DIRECTIONS = Each line with the string "ChangedFilesCountView" is to be copied from the records below.

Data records
PR #1647, opened 2018-08-14
Update workflow

smashwilson:
Our workflow has drifted from the way we've documented it somewhat since we're in Editor Tools. Let's bring our markdown up to date with reality 💪

### DIFF
--- a/docs/how-we-work.md
+++ b/docs/how-we-work.md
@@ -26,7 +26,7 @@ This includes work like typos in comments or documentation, localized work, or r
 
 ##### Process
 
-1. Isolate work on a feature branch in the `atom/github` repository and open a pull request. Title-only pull requests are fine. If it's _really_ minor, like a one-line diff, committing directly to `master` is also perfectly acceptable.
+1. Isolate work on a feature branch in the `atom/github` repository and open a pull request. Remember to add the pull request to the current sprint board. Title-only pull requests are fine. If it's _really_ minor, like a one-line diff, committing directly to `master` is also perfectly acceptable.
 2. Ensure that our CI remains green across platforms.
 3. Merge your own pull request; no code review necessary.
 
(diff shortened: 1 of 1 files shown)


docs/how-we-work.md
```diff
@@ -114,20 +118,28 @@ When finalizing your review:
...
+At the end of each development sprint:
+
+1. _In your atom/github repository:_ run `apm publish preminor` to create the first prerelease version or `apm publish prerelease` to increment an existing prerelease version. Note the generated version number and ensure that it's correct. If the currently deployed version is `v0.19.2`, the first prerelease should be `v0.20.0-0`; if the existing prerelease is `v0.20.0-0`, the next prerelease should be `v0.20.0-1`.
+2. _In your atom/atom repository:_ create a new branch and edit `package.json` in its root directory. Change the version of the `"github"` entry beneath `packageDependencies` to match the prerelease you just published.
+3. _In your atom/atom repository:_ Run `script/build --install`. This will update Atom's `package-lock.json` files and produce a local development build of Atom with your prerelease version of atom/github bundled.
```
annthurium: should this be `script/build --ci --install`?

docs/how-we-work.md
```diff
@@ -114,20 +118,28 @@ When finalizing your review:
...
+  * :boom: _If the build fails,_ correct any bugs and begin again at (1) with a new prerelease version.
+4. Run `apm uninstall github` and `apm uninstall --dev github` to ensure that you don't have any [locally installed atom/github versions](/CONTRIBUTING.md#living-on-the-edge) that would override the bundled one.
```
annthurium: I forgot to `apm uninstall github` yesterday.  hmm, maybe that's my problem.

docs/how-we-work.md
smashwilson: Not in this case! `--ci` can speed up installation substantially, but it only works it `package-lock.json` is up to date, which it won't be here because we just edited `package.json`.

If anyone _else_ checks out this atom/atom pull request with the lockfile changes included, then they can add `--ci` to get a boost to their build time.

docs/how-we-work.md
smashwilson: That shouldn't cause the problem you're seeing. 🤔 The risk of not doing this is that you end up testing your linked / git-installed version of atom/github instead of the bundled and snapshotted one we're actually trying to verify.

docs/how-we-work.md
annthurium: ohhhh, that makes sense!  Thanks for clarifying.

PR #1651, opened 2018-08-16
send GitHub username with usage metrics

annthurium:
## Rationale

In order to plan a good roadmap for Atom's future, we need to have solid info about how users are interacting with Atom.

In the past we have anonymized all usage metrics.  Keeping the data anonymized impairs our ability to answer questions like:

- How does the Atom GitHub package fit in with GitHub.com workflows?
- How does the Atom GitHub package fit in with workflows in other GitHub tools (such as GitHub Desktop)?
- Does using Atom allow GitHub users to be more productive?

These questions are important. Therefore, we are introducing a change to pass the GitHub username with our usage metrics, if the user has authenticated with the GitHub package.

You do not have to authenticate with GitHub to use Atom, or the GitHub package.  Some functionality does require authenticating, though.

 If users don't want their GitHub username to be included in usability metrics, they can opt-out of sending their usage stats to GitHub.  Or they can choose not to authenticate.

## Approach
Use graphQL to fetch the GitHub username and send it to the `metrics` package.  The `ObserveModel` decorator wraps the login component so that we can re-fetch the data anytime the user performs a new login action.

## Alternate Approaches
We could send the authentication token to the metrics back end and do the username lookup there.  However, anytime you're sending tokens around, that's a security risk. Also, the approach I chose is more

### DIFF
--- a/lib/containers/__generated__/currentPullRequestContainerQuery.graphql.js
+++ b/lib/containers/__generated__/currentPullRequestContainerQuery.graphql.js
@@ -1,6 +1,6 @@
 /**
  * @flow
- * @relayHash 5821e0667d3f593dc75d2c4ac34985ca
+ * @relayHash 40b7bc7d6c17a665a1fe95116c6f6719
  */
 
 /* eslint-disable */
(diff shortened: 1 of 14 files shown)


Aerijo:
> If users don't want their GitHub username to be included in usability metrics, they can opt-out

Personally, I think identifiable metrics need to be _opt-in_ if you want to keep trust in the metrics package. I imagine people won't be happy if they discover it switched to sending non-anonymous data without their explicit acceptance.

annthurium:
@Aerijo Since this is a sensitive topic, we're going to discuss this at a maintainer's meeting sometime in the next couple of weeks. We'll let you know in advance that this in on the agenda.  Looking forward to hearing your perspective there.

Issue #1573, opened 2018-07-10
Discoverability


smashwilson:
I'd like to start a conversation about possible ways that we can improve discoverability of the git and GitHub features in Atom.

This is what we have in place presently:

(1) The welcome package includes buttons to open the Git and GitHub tabs, and a nudge referencing the status bar tile:

<img width="300" alt="screen shot 2018-07-10 at 8 14 54 am" src="https://user-images.githubusercontent.com/17565/42509293-732a2650-8419-11e8-81a9-6d90c71a4e1f.png">

(2) The hints that cycle when no panes are open in the workspace center includes mentions of the keyboard shortcuts:

<img width="300" alt="screen shot 2018-07-10 at 8 17 33 am" src="https://user-images.githubusercontent.com/17565/42509414-c59fa400-8419-11e8-9df3-f0a157385391.png">

(3) The status bar tiles themselves are always visible:

<img width="300" alt="screen shot 2018-07-10 at 8 18 33 am" src="https://user-images.githubusercontent.com/17565/42509453-e3adf0aa-8419-11e8-946a-11eb4f68ed77.png">

(4) The package's initial state. The first time that Atom is opened with the GitHub package installed, if the Welcome package is not shown, the right dock is opened with the Git and GitHub tabs present. Each time a new project is initialized, the Git and GitHub tabs are opened in the right dock but the right dock itself is not expanded.

(5) The "Packages" menu includes a "GitHub" entry, with the keyboard shortcuts listed:

<img width="300" alt="screen shot 2018-07-10 at 8 28 56 am" src="https://user-images.githubusercontent.com/17565/42509916-5e738d94-841b-11e8-915c-7cde411afbef.png">

But our feeling is that these are not sufficient:

[<img width="678" alt="screen shot 2018-07-10 at 8 22 21 am" src="https://user-images.githubusercontent.com/17565/42509624-876f585a-841a-11e8-9921-559e3959becd.png">](https://twitter.com/rauschma/status/1007103720830783489)

The GitHub tab is even more hidden: you have to know about the keyboard shortcut or the command palette entry to get to it.

Soon, thanks to @annthurium, we'll have access to metrics that we can use to validate this hypothesis, and measure the impact of any changes that we make to improve this 😁 Before we even have a baseline, though, I'd :heart: to start collecting ideas and brainstorming about different ideas we could explore.

The real trick is going to be threading a needle between letting users know that the package exists and how to get to it, without being obnoxious and annoying users who know about it but don't choose to use it.

[...]

PR #1658, opened 2018-08-22
add usage tracking for clicking the `ChangedFilesCount` component

annthurium:
### Description of the Change

In https://github.com/atom/github/issues/1573, we discussed discoverability of the Atom package.  @simurai proposed changing the status bar tile to say "Git" instead of "n file(s)".  I think that's a really good idea, but before implementing that change, I'd like to instrument this component and establish a baseline.  That way we'll know if there's a correlation between changing the text and how often it's clicked, even if causation is harder to establish. :-p 

This test also adds unit tests for `ChangedFilesCountView` since there previously were none. 

### Alternate Designs

Based on conversations with @telliott27, I'm using the `addEvent` api instead of the `incrementCounter` api.  In the past, client apps has used counters for feature usage.  However, counters don't retain metadata for each individual event, so `addEvent` gives us a fuller picture of what's going on.

### Benefits

The ability to understand how users are interacting with this component.  More broadly, I want to understand if users are having trouble discovering the github package.

### Possible Drawbacks

None that I can think of. 

### Applicable Issues

https://github.com/atom/github/issues/1573

### DIFF
--- a/lib/views/changed-files-count-view.js
+++ b/lib/views/changed-files-count-view.js
@@ -1,6 +1,7 @@
 import React from 'react';
 import PropTypes from 'prop-types';
 import Octicon from '../atom/octicon';
+import {addEvent} from '../reporter-proxy';
 
 export default class ChangedFilesCountView extends React.Component {
   static propTypes = {
@@ -15,6 +16,11 @@ export default class ChangedFilesCountView extends React.Component {
     didClick: () => {},
   }
 
+  handleClick() {
+    addEvent('click', {package: 'github', component: 'ChangedFileCountView'});
+    this.props.didClick();
+  }
+
   render() {
     const label =
       (this.props.changedFilesCount === 1)
@@ -24,7 +30,7 @@ export default class ChangedFilesCountView extends React.Component {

SOLUTION TO THIS PROBLEM =
This test also adds unit tests for `ChangedFilesCountView` since there previously were none. 
 export default class ChangedFilesCountView extends React.Component {
@@ -15,6 +16,11 @@ export default class ChangedFilesCountView extends React.Component {
@@ -24,7 +30,7 @@ export default class ChangedFilesCountView extends React.Component {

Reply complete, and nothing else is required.